The Python 3.8 methods `rcd`, `mmrcd`, `ht`, and `e_diagnosis` are implemented as wrappers around the **PyRCA** library ([`salesforce/PyRCA`](https://github.com/salesforce/PyRCA)).

When setting up the **py38** environment for running these methods, make sure `pyrca` is installed.

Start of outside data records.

PR #1381, opened 2024-05-29
feat: inject connection id in extensions

niklasad1:
Fixes https://github.com/paritytech/jsonrpsee/pull/1306#discussion_r1613301472

I introduced a wrapper type ConnectionId to avoid collisions in the extensions because those the builtin rustc types may used by users and they might unintentionally overwrite usize for some else....


lexnv (approved):
LGTM!

jsdw (approved):

PR #1382, opened 2024-05-29
server: add `serve` and `serve_with_graceful_shutdown` helpers

niklasad1:


pkhry (approved):

server/src/utils.rs
```diff
@@ -79,6 +83,60 @@ where
 	}
 }
 
+/// Serve a service over a TCP connection.
+pub async fn serve<S, B, I>(io: I, service: S) -> Result<(), BoxError>
```
lexnv, line 87: nit: I would mention here that graceful shutdowns are not handled, and users should look at `serve_with_graceful_shutdown` in those cases or similar

lexnv (approved):
LGMT!

jsdw (approved):
LGTM, nice to see some examples get simpler and less overall code!

PR #1384, opened 2024-05-30
client: set `authorization header` from the URL

### LINKED ISSUE #1371: Username and password in the url ignored
From my experiment and reading the code:

https://github.com/paritytech/jsonrpsee/blob/a4533966b997e83632509ad97eea010fc7c3efc0/client/transport/src/ws/mod.rs#L327

it seems that the username and passwords are simply ignored.

As a workaround, I am able to manually set `Authorization` header with `set_headers` and that works.

Thought it seems that wasm client does not support `set_headers`. Instead it seems to pass the url unmodified, so I suspect (haven't tested yet), the browser will handle `user:pass@` just fine, making it all rather inconsistent.

niklasad1:
Close #1371 

The rationale is to unify the behavior how cuRL, browsers and similar are handling username and passwords from URLs.

### curl
```
$ curl -sSG "http://user:pwd@localhost:9944"
2024-05-31 09:25:59.366 TRACE tokio-runtime-worker jsonrpsee-server: Request { method: GET, uri: /, version: HTTP/1.1, headers: {"host": "localhost:9944", "authorization": "Basic dXNlcjpwd2Q=", "user-agent": "curl/8.2.1", "accept": "*/*"}, body: Body(UnsyncBoxBody) }
```

### jsonrpsee ws client
```
$ jsonrpsee-ws
2024-05-31 09:28:32.016 TRACE tokio-runtime-worker jsonrpsee-server: Request { method: GET, uri: /, version: HTTP/1.1, headers: {"host": "localhost:9944", "upgrade": "websocket", "connection": "Upgrade", "sec-websocket-key": "amixRuJIg8sPqd0K2tNSTw==", "authorization": "Basic dXNlcjpwd2Q=", "sec-websocket-version": "13"}, body: Body(UnsyncBoxBody) }
```

### jsonrpsee http client
```
$ jsonrpsee-http 
2024-05-31 09:39:21.580 TRACE tokio-runtime-worker jsonrpsee-server: Request { method: POST, uri: /, version: HTTP/1.1, headers: {"content-type": "application/json", "accept": "application/json", "authorization": "Basic dXNlcjpwd2Q=", "host": "localhost:9944", "content-length": "62"}, body: Body(UnsyncBoxBody) }
```

### DIFF
--- a/client/http-client/src/transport.rs
+++ b/client/http-client/src/transport.rs
@@ -260,19 +260,16 @@ impl<L> HttpTransportClientBuilder<L> {
 			}
 		}
 
-		match url.password() {
-			Some(pwd) if !url.username().is_empty() => {
-				if !cached_headers.contains_key(hyper::header::AUTHORIZATION) {
-					let digest = base64::engine::general_purpose::STANDARD.encode(format!("{}:{pwd}", url.username()));
-					cached_headers.append(
-						hyper::header::AUTHORIZATION,
-						HeaderValue::from_str(&format!("Basic {digest}"))
-							.map_err(|_| Error::Url("Header value `authorization basic user:pwd` invalid".into()))?,
-					);
-				}
+		if let Some(pwd) = url.password() {
+			if !cached_headers.contains_key(hyper::header::AUTHORIZATION) {
+				let digest = base64::engine::general_purpose::STANDARD.encode(format!("{}:{pwd}", url.username()));
+				cached_headers.append(
+					hyper::header::AUTHORIZATION,
+					HeaderValue::from_str(&format!("Basic {digest}"))
+						.map_err(|_| Error::Url("Header value `authorization basic user:pwd` invalid".into()))?,
+				);
 			}
-			_ => (),
-		};
+		}
 
 		Ok(HttpTransportClient {
 			target: url.as_str().to_owned(),
--- a/client/http-client/src/transport.rs
+++ b/client/http-client/src/transport.rs
@@ -6,6 +6,7 @@
 // that we need to be guaranteed that hyper doesn't re-use an existing connection if we ever reset
 // the JSON-RPC request id to a value that might have already been used.
 
+use base64::Engine;
 use hyper::body::Bytes;
 use hyper::http::{HeaderMap, HeaderValue};
 use hyper_util::client::legacy::connect::HttpConnector;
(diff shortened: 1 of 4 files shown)


client/http-client/src/transport.rs
```diff
@@ -258,6 +260,20 @@ impl<L> HttpTransportClientBuilder<L> {
 			}
 		}
 
+		match url.password() {
+			Some(pwd) if !url.username().is_empty() => {
```
jsdw, line 264: Does CURL also not set anything if no username is given?

client/transport/src/ws/mod.rs
```diff
@@ -438,8 +439,23 @@ impl WsTransportClientBuilder {
...
+					value: basic_auth.as_bytes(),
+				});
+
+				it1.chain(it2).collect()
+			} else {
+				self.headers.iter().map(|(key, value)| Header { name: key.as_str(), value: value.as_bytes() }).collect()
+			}
+		} else {
+			self.headers.iter().map(|(key, value)| Header { name: key.as_str(), value: value.as_bytes() }).collect()
+		};
```
jsdw, line 457: Maybe could remove some dupe code like this:

```suggestion
let headers = match &target.basic_auth {
    Some(basic_auth) if if !self.headers.contains_key(http::header::AUTHORIZATION) => {
        // auth header stuff
    },
    _ => self.headers.iter().map(|(key, value)| Header { name: key.as_str(), value: value.as_bytes() }).collect()
};
```

jsdw (approved):

client/http-client/src/transport.rs
niklasad1: Tested right now, curl allow empty username let's do the same then

niklasad1: remove this check

client/http-client/src/transport.rs
```diff
@@ -258,6 +260,17 @@ impl<L> HttpTransportClientBuilder<L> {
 			}
 		}
 
+		if let Some(pwd) = url.password() {
+			if !cached_headers.contains_key(hyper::header::AUTHORIZATION) {
+				let digest = base64::engine::general_purpose::STANDARD.encode(format!("{}:{pwd}", url.username()));
+				cached_headers.append(
```
niklasad1, line 266:
```suggestion
				cached_headers.insert(
```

You can either use the vendored `PyRCA` folder in this repo (as shown below) or clone the official repository:

```bash
git clone https://github.com/salesforce/PyRCA.git
cd PyRCA
pip install .
```

In the `venv` example above, we assume you placed the cloned `PyRCA` folder under `real-world/` and then run:

```bash
pip install -e ./PyRCA
```

For more details on PyRCA and its RCA methods, see the official README: [`https://github.com/salesforce/PyRCA`](https://github.com/salesforce/PyRCA).

---

## Extra step for Python 3.12: `tigramite` dependency

Some methods used in the Python 3.12 environment (for example those in `RCAEval/graph_construction/pcmci.py` and `RCAEval/e2e/microcause.py` / `easyrca.py`) depend on the [`tigramite`](https://github.com/jakobrunge/tigramite) package for causal discovery on time series.

When setting up the **py312** environment, make sure `tigramite` is available, either by:

- **Installing via pip/conda** (if available in your channel), or  
- **Cloning the official repository** and installing it locally:

```bash
git clone https://github.com/jakobrunge/tigramite.git
cd tigramite
python setup.py install
```

See the official Tigramite README and docs for details on versions and optional dependencies: [`https://github.com/jakobrunge/tigramite`](https://github.com/jakobrunge/tigramite).

---

## Option B: Pure `venv` (works, but you must manage Python installs yourself)

The repo’s `docs/SETUP.md` shows a `venv`-based setup for Python 3.12 (default) and 3.8 (rcd).
If you also need Python 3.10 (for the py310 methods), you’ll need to install it on your machine first.

Example (Python 3.10):

```bash
python3.10 -m venv env-py310
. env-py310/bin/activate
pip install -U pip wheel
pip install -e ".[default]"
```

Example (Python 3.8):

```bash
python3.8 -m venv env-py38
. env-py38/bin/activate
pip install -U pip wheel
pip install -e ".[rcd]"
pip install -e ./PyRCA
bash script/link.sh
```

Example (Python 3.12):

```bash
python3.12 -m venv env-py312
. env-py312/bin/activate
pip install -U pip wheel
pip install -e ".[default]"
```

---

## Running `main-ob.py` and `main-ss.py`

### General pattern

```bash
python main-ob.py --method <METHOD> --dataset <DATASET> [--test] [--length 20] [--tdelta 0]
python main-ss.py --method <METHOD> --dataset <DATASET> [--test] [--length 20] [--tdelta 0]
```

Both scripts will **auto-download datasets** on first run (requires internet access).

### Example commands

**Python 3.12 (py312 methods):**

```bash
conda activate rcaeval-py312
python main-ob.py --method baro --dataset online-boutique --test
```

**Python 3.10 (py310 methods):**

```bash
conda activate rcaeval-py310
python main-ss.py --method brcd --dataset sock-shop-2 --test
```

**Python 3.8 (RCD/PyRCA-based methods):**

```bash
conda activate rcaeval-py38
python main-ob.py --method rcd --dataset online-boutique --test
python main-ob.py --method ht --dataset online-boutique --test
python main-ob.py --method e_diagnosis --dataset online-boutique --test
```

---

## Troubleshooting

- **`pyagrum` install issues**
  - Prefer installing from `conda-forge` (the provided `environment*.yml` includes `conda-forge`).
- **Method not found / “not defined”**
  - Your `--method` must match what gets imported for your Python version. Switch envs (py38/py310/py312).
- **Slow first run**
  - First run downloads datasets and may take time; `--test` runs only a small subset.